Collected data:

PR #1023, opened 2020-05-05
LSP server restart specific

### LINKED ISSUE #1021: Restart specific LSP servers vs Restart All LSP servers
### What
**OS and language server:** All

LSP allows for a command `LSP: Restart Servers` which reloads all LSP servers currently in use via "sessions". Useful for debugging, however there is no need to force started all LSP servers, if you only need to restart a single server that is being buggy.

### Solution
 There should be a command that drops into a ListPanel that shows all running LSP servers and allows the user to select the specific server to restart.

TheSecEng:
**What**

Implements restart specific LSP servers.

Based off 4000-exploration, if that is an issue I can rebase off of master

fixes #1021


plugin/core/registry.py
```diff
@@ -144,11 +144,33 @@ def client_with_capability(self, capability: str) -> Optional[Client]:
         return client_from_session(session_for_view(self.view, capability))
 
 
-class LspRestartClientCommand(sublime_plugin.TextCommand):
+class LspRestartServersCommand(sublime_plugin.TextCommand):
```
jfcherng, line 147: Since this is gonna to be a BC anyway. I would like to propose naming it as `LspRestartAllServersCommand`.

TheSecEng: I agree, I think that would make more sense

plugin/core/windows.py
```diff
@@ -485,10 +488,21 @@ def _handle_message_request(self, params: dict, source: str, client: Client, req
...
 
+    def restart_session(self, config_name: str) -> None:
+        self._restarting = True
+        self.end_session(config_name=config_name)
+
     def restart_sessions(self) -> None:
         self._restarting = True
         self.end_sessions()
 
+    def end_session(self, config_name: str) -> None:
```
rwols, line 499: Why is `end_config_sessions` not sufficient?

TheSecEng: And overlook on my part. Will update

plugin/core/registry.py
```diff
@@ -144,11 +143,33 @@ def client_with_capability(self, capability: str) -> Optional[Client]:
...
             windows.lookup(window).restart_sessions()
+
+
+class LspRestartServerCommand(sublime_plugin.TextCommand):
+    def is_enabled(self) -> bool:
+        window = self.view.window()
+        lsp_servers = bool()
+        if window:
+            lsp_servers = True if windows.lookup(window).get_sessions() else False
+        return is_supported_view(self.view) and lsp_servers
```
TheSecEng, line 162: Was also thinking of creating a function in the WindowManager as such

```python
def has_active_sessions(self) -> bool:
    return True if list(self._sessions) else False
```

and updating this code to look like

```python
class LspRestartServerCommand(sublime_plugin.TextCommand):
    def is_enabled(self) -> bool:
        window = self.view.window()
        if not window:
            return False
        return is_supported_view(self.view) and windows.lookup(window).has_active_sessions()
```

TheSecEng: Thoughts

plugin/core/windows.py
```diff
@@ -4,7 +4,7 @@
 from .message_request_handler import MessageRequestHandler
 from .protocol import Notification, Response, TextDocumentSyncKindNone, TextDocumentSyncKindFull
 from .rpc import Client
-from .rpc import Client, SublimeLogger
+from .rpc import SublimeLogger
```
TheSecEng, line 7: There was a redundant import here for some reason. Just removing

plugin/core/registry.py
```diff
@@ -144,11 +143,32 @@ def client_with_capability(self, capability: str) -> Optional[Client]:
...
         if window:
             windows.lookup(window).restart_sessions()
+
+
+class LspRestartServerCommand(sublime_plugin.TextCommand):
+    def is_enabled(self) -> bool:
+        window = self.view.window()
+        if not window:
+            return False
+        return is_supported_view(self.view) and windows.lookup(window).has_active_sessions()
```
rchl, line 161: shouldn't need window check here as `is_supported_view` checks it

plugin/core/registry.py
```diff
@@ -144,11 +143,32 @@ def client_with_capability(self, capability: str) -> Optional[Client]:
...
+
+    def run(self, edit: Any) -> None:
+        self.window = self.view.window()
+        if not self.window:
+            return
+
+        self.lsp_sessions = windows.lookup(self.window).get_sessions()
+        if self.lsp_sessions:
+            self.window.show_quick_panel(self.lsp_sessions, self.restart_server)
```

WORK REQUEST: Above are some records; copy each line there that contains "import".

OUTPUT OF THE EXERCISE:
 from .message_request_handler import MessageRequestHandler
 from .protocol import Notification, Response, TextDocumentSyncKindNone, TextDocumentSyncKindFull
 from .rpc import Client
-from .rpc import Client, SublimeLogger
+from .rpc import SublimeLogger
TheSecEng, line 7: There was a redundant import here for some reason. Just removing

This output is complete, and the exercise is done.